How are hash tables implemented internally in popular languages? - c

Can someone please shed some light on how popular languages like Python, Ruby implements hash tables internally for symbol lookup? Do they use the classic "array with linked-list" method, or use a balanced tree?
I need a simple (fewer LOC) and fast method for indexing the symbols in a DSL written in C. Was wondering what others have found most efficient and practical.

The classic "array of hash buckets" you mention is used in every implementation I've seen.
One of the most educative versions is the hash implementation in the Tcl language, in file tcl/generic/tclHash.c. More than half of the lines in the file are comments explaining everything in detail: allocation, search, different hash table types, strategies, etc. Sidenote: the code implementating the Tcl language is really readable.
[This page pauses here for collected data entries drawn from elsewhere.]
PR #80, opened 2015-08-17
Create *TreeImpl for accessor and generator method

vilchik-elena:


javascript-checks/src/main/java/org/sonar/javascript/checks/EmptyBlockCheck.java
```diff
@@ -74,6 +76,21 @@ public void visitFunctionDeclaration(FunctionDeclarationTree tree) {
     scan(tree.body().statements());
   }
 
+  @Override
+  public void visitAccessorMethodDeclaration(AccessorMethodDeclarationTree tree) {
+    scan(tree.name());
+    scan(tree.parameters());
+    // Ignoring empty function
```
lindamartin: @vilchik-elena  why so ?

javascript-frontend/src/main/java/org/sonar/javascript/tree/impl/declaration/GeneratorMethodDeclarationTreeImpl.java
```diff
@@ -0,0 +1,106 @@
...
+    this.body = body;
+  }
+
+  public GeneratorMethodDeclarationTreeImpl completeWithStaticToken(InternalSyntaxToken staticToken) {
+    this.staticToken = staticToken;
+
+    return this;
+  }
+
+  @Nullable
```
lindamartin: @vilchik-elena I guess this one could be removed as starToken should not be nullable at this point, should it ?

javascript-frontend/src/main/java/org/sonar/plugins/javascript/api/tree/declaration/MethodDeclarationTree.java
```diff
@@ -45,4 +46,5 @@
 
   BlockTree body();
 
+  MethodDeclarationTree completeWithStaticToken(InternalSyntaxToken staticToken);
```
lindamartin: @vilchik-elena I don't think that this should appear in the interface it is a implementation detail and should not be visible on an API level.

lindamartin:
See my comments, otherwise the rest looks much better now!

javascript-checks/src/main/java/org/sonar/javascript/checks/EmptyBlockCheck.java
vilchik-elena: @lindamartin I just commented code of visitMethodDeclaration (as previously accessors and generators were processed in this method). As i understand, this rule shouldn't raise issues for empty function bodies, so in next line we `scan(tree.body().statements());` and not `scan(tree.body());`.

javascript-frontend/src/main/java/org/sonar/javascript/tree/impl/declaration/GeneratorMethodDeclarationTreeImpl.java
vilchik-elena: @lindamartin this `@Nullable` belongs to staticToken

javascript-checks/src/main/java/org/sonar/javascript/checks/EmptyBlockCheck.java
lindamartin: @vilchik-elena indeed, got it! I thought it was in BaseTreeVisitor, obviously my eyes crossed ^^

javascript-frontend/src/main/java/org/sonar/plugins/javascript/api/tree/declaration/MethodDeclarationTree.java
vilchik-elena: @lindamartin indeed. I removed this method completely :) 51dc6eaedc79c40ad653dde52bbe81b24045053a

javascript-frontend/src/main/java/org/sonar/javascript/tree/impl/declaration/GeneratorMethodDeclarationTreeImpl.java
lindamartin: @vilchik-elena indeed my bad I misread again

javascript-frontend/src/main/java/org/sonar/plugins/javascript/api/tree/declaration/MethodDeclarationTree.java
lindamartin: @vilchik-elena cool, even if it seems redundant, it looks clearer in the grammar IMHO :)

Perl uses an array with linked lists to hold collisions. It has a simple heuristic to automatically double the size of the array as necessary. There's also code to share keys between hashes to save a little memory. You can read about it in the dated but still relevant Perl Illustrated Guts under "HV". If you're truly adventurous you can dig into hv.c.
The hashing algorithm used to be pretty simple but its probably a lot more complicated now with Unicode. Because the algorithm was predictable there was a DoS attack whereby the attacker generated data which would cause hash collisions. For example, a huge list of keys sent to a web site as POST data. The Perl program would likely split it and dump it into a hash which then shoved it all into one bucket. The resulting hash was O(n) rather than O(1). Throw a whole lot of POST requests at a server and you might clog the CPU. As a result Perl now perturbs the hash function with a bit of random data.
You also might want to look at how Parrot implements basic hashes which is significantly less terrifying than the Perl 5 implementation.
As for "most efficient and practical", use someone else's hash library. For god's sake don't write one yourself for production use. There's a hojillion robust and efficient ones out there already.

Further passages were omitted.